Here, we believe defendant was subject to significant prejudice. He was completely unable to contest a material allegation of the charge against him. The State makes much of the fact that it produced sufficient evidence to prove venue. In so asserting, the State ignores the fact that evidence tends to look sufficient when the opposing party is prohibited from challenging it through the introduction of contradictory evidence, cross-examination, or argument. Here, the State was permitted to present evidence of venue. Defendant, on the other hand, was completely precluded from challenging that evidence, not because he offered improper evidence, but because the trial court erroneously removed a material allegation from consideration.

The State also ignores the fact that the evidence establishing defendant’s presence in Ogle County places him there V-h to 2 hours before the accident. Moreover, when the trial court rescinded the statutory summary suspension of defendant’s driver’s license because the State was unable to prove venue, the court found the location of defendant’s vehicle to be significant.

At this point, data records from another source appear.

PR #190, opened 2020-04-28
Fixed KeyError on Level 0

### LINKED ISSUE #182: KeyError `git gud load 1 0`
This is expected, but we should handle this cleanly so the user doesn't see this

sahansk2:
Fixes #182


benthayer:
Great fix, very simple

PR #240, opened 2021-03-12
support multiregion carehomes_particle_filter_data

RaphaelS1:
Allows for nested models in carehomes_particle_filter_data by checking the pillar2 stream requirement (one stream per region) by looping and checking regions individually.


MJomaba (approved):
Looking good

PR #243, opened 2021-03-13
Time varying gammas all

pabloperguz:
Support for time-varying parameters for all gammas for hospital progressions has been added. 
All but tests that use data/pmcmc.rds pass; not sure how to declare a zero value for gamma_H_D in that RDS file, which is why I believe it's failing


R/carehomes.R
```diff
@@ -340,6 +340,16 @@ carehomes_parameters <- function(start_date, region,
...
+  ## implementation of time-varying progression gammas
+  progression$gamma_H_R_step <- max(progression$gamma_H_R)
+  progression$gamma_W_R_step <- max(progression$gamma_W_R)
+  progression$gamma_ICU_W_R_step <- max(progression$gamma_ICU_W_R)
+  progression$gamma_H_D_step <- max(progression$gamma_H_D)
+  progression$gamma_W_D_step <- max(progression$gamma_W_D)
+  progression$gamma_ICU_W_D_step <- max(progression$gamma_ICU_W_D)
+  progression$gamma_ICU_D_step <- max(progression$gamma_ICU_D)
+  progression$gamma_ICU_pre_step <- max(progression$gamma_ICU_pre)
+
```
edknock, line 352: The above gamma_X are all scalar currently, so I'd remove the max()

DESCRIPTION
```diff
@@ -34,6 +34,10 @@ Authors@R:
            family = "Cori",
            role = c("aut"),
            email = "a.cori@imperial.ac.uk"))
```
edknock: change the second `)` to `,`

edknock (approved):

PR #246, opened 2021-03-15
add a rank argument to combine functions

annecori:


R/support.R
```diff
@@ -447,6 +453,7 @@ combine_rt1 <- function(what, rt, samples) {
     t(s$trajectories$state["infections_inc", , i]), samples, idx)
   rt_what <- Map(function(r, i) r[[what]][i, ], rt, idx)
 
+  if (rank) {
```
richfitz, line 456: please reindent

R/support.R
```diff
@@ -482,12 +493,13 @@ combine_rt1_epiestim <- function(what, rt, samples) {
...
   rt_what <- Map(function(r, i) r[[what]][, i], rt, idx)
 
-  ## Calculate rank of particles by area under Rt curve
-  ## average across sets of n_R_per_traj Rs
   n_R_per_traj <- round(nrow(rt_what[[1]]) / nrow(incidence[[1]]))
   incidence_rep <- lapply(incidence, function(m)
     m[rep(seq_len(nrow(m)), each = n_R_per_traj), ])
-  idx_incidence <- rep(seq_len(nrow(incidence[[1]])), each = n_R_per_traj)
+
+  if (rank) {
```
richfitz, line 500: reindent

tests/testthat/test-carehomes-pmcmc.R
```diff
@@ -157,6 +157,32 @@ test_that("can combine rt calculations over trajectories", {
   expect_equal(res$Rt_all, cmp$Rt_all)
 })
 
+
+test_that("can combine rt calculations over trajectories without reordering", {
```
richfitz, line 161: I think that the test missing here is that you can rank the trajectories and have the same trajectories out the end. So say you have trajectories {x1, x2, x3, x4} and you reorder them {x1, x3, x4, x2} then you'd check that `expect_equal(ordered[c(1, 4, 3, 2)], unordered)` say

DESCRIPTION
```diff
@@ -1,6 +1,6 @@
 Package: sircovid
 Title: SIR Model for COVID-19
-Version: 0.10.9
+Version: 0.10.10
```
richfitz, line 3: .11 I think

tests/testthat/test-carehomes-pmcmc.R
richfitz: though given you're basically doing the opposite the test is easier here , but I think a more explicit test is worthwhile

richfitz (changes requested):

tests/testthat/test-carehomes-pmcmc.R
annecori: hopefully the new test "when combining rt calculations the output has the expected order" addresses that

richfitz (approved):

PR #255, opened 2021-03-19
Add GPU support

### LINKED ISSUE #237: Include gpu code in the package

richfitz:
This adds a helper function from which we can compile out a version of the model to run on the GPU.

* there's a simple interaction test that shows we do pass the correct data
* there's a slow "CPUDA" test that checks that the device-style update function works, that will run on CI but not generally
* there's a compilation test that runs in the docker container, as for dust

Depends on https://github.com/mrc-ide/odin.dust and https://github.com/mrc-ide/odin/pull/223 (though mostly in order to generate _good_ gpu code)

Fixes #237


docker/Dockerfile
```diff
@@ -21,7 +21,7 @@ RUN install2.r --error \
         remotes \
         socialmixr
 
-RUN Rscript -e 'remotes::install_github(c("mrc-ide/dust",  "mrc-ide/mcstate",  "mrc-ide/eigen1"))'
+RUN Rscript -e 'remotes::install_github(c("mrc-ide/dust", "mrc-ide/mcstate", "mrc-ide/eigen1", "mrc-ide/odin@mrc-2252", "mrc-ide/odin.dust@i75-scope-2"))'
```
johnlees, line 24: Can unpin these versions now?

docker/compile_cuda_model
```diff
@@ -0,0 +1,13 @@
+#!/usr/bin/env Rscript
+message("Checking CUDA configuration")
+dust::dust_cuda_configuration(quiet = FALSE)
+message("Compiling...")
+gen <- sircovid::compile_gpu(gpu = TRUE, verbose = TRUE)
+message("Initialising...")
+p <- sircovid::carehomes_parameters(
+  sircovid::sircovid_date("2020-02-07"), "england")
+mod <- gen$new(p, 0, 10, seed = 1L)
+message("Running...") # just on the CPU of course
```
johnlees, line 10:
```suggestion
message("Running (CPU)...") # just on the CPU of course
```

tests/testthat/test-gpu.R
```diff
@@ -0,0 +1,60 @@
...
+  expect_identical(
+    compile_gpu(),
+    carehomes)
+  mockery::expect_called(mock_odin_dust, 1L)
+  expect_equal(
+    mockery::mock_args(mock_odin_dust)[[1]],
+    list(sircovid_file("odin/carehomes.R"), real_t = "float", gpu = TRUE))
+
+  compile_gpu(real_t = "double", rewrite_dims = TRUE,
+              gpu = FALSE, gpu_generate = TRUE)
```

In light of these facts, we conclude that the error affected defendant’s substantial rights and caused him prejudice. Consequently, this cause must be remanded for a new trial.

In light of the fact that we are remanding this cause for a new trial, we need not address defendant’s argument that the trial court erred in refusing to instruct the jury regarding venue.

The judgment of the circuit court of Ogle County is reversed, and the cause is remanded for a new trial.

Reversed and remanded.

GEIGER, P.J., and THOMAS, J., concur.